Records shown Start Marker

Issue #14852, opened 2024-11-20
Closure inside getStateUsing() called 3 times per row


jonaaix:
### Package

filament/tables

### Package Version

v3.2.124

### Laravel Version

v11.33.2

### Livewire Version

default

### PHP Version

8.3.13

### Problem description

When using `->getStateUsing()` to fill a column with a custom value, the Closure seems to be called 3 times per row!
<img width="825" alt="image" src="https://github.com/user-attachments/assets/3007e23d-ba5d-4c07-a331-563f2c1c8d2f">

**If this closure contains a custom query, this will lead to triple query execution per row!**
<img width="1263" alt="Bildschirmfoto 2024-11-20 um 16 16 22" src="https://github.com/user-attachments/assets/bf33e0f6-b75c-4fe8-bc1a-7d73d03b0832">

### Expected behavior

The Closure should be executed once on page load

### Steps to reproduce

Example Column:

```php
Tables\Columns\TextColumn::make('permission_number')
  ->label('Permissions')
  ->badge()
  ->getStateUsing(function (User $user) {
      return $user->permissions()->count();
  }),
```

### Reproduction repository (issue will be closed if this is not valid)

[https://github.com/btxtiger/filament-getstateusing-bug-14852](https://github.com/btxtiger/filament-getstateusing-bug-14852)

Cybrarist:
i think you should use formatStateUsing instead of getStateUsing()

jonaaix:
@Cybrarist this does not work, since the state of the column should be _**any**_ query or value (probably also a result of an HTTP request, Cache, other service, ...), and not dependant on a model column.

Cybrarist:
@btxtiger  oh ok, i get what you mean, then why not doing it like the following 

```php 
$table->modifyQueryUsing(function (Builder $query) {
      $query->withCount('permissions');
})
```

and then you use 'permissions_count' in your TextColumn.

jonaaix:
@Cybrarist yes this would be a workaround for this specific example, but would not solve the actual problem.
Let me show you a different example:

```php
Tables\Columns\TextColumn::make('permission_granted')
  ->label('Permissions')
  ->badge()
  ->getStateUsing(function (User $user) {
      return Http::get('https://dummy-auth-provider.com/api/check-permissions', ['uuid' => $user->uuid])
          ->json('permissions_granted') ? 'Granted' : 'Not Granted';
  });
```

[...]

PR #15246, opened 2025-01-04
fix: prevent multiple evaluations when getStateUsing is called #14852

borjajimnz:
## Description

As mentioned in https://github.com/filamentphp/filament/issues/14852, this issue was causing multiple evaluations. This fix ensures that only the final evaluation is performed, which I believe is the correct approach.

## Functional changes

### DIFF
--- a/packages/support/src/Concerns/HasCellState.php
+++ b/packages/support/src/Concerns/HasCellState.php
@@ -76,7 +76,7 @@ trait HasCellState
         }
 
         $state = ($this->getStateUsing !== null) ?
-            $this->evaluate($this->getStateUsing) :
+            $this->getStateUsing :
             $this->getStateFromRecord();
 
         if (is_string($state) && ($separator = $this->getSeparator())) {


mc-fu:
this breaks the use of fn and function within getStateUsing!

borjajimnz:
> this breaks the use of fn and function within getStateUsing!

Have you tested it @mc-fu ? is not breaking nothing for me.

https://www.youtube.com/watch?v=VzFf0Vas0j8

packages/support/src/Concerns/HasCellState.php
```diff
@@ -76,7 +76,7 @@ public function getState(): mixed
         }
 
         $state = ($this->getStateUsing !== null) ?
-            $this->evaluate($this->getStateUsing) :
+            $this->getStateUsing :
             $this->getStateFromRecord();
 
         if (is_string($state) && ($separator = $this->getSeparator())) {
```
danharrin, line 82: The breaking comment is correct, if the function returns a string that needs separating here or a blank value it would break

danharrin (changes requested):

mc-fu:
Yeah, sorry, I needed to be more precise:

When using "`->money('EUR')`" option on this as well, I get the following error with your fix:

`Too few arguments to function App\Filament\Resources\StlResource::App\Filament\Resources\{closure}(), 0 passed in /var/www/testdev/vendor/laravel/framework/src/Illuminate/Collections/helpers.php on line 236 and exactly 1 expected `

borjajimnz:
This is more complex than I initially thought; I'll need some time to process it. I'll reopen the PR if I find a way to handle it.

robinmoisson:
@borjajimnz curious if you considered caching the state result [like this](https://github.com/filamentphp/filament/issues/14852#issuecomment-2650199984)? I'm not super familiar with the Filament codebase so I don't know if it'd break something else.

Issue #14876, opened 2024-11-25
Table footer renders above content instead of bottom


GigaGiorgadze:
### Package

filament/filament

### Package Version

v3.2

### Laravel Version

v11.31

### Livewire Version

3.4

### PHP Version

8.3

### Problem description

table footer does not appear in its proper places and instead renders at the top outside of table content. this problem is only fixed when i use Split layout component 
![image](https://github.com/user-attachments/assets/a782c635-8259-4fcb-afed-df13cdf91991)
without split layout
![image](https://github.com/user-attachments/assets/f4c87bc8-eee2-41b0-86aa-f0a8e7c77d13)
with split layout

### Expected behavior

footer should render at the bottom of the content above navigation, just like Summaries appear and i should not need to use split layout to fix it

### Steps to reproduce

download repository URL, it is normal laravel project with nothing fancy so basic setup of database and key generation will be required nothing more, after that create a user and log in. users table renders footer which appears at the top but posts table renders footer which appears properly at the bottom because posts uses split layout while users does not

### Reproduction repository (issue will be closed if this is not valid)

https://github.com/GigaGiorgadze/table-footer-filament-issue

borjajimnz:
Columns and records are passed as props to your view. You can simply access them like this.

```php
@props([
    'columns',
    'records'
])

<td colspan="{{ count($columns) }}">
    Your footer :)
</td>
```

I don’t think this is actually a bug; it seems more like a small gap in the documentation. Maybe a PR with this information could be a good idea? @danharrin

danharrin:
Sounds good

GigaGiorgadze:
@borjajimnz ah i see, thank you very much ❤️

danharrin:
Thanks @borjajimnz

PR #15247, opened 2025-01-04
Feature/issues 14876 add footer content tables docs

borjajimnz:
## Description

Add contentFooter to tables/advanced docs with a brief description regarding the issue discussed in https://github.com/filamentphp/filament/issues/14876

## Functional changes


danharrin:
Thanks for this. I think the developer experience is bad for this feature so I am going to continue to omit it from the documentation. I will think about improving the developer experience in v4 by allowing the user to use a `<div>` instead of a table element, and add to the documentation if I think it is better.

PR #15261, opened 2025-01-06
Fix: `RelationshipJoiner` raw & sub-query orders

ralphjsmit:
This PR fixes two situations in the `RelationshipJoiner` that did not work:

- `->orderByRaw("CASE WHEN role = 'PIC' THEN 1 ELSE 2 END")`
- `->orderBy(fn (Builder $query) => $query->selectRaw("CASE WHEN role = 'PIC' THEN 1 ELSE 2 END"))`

Records shown End Marker

> [Your task]
Please show the lines of the material that contain the string "will".

> [Result below]
**If this closure contains a custom query, this will lead to triple query execution per row!**
### Reproduction repository (issue will be closed if this is not valid)
download repository URL, it is normal laravel project with nothing fancy so basic setup of database and key generation will be required nothing more, after that create a user and log in. users table renders footer which appears at the top but posts table renders footer which appears properly at the bottom because posts uses split layout while users does not
### Reproduction repository (issue will be closed if this is not valid)
Thanks for this. I think the developer experience is bad for this feature so I am going to continue to omit it from the documentation. I will think about improving the developer experience in v4 by allowing the user to use a `<div>` instead of a table element, and add to the documentation if I think it is better.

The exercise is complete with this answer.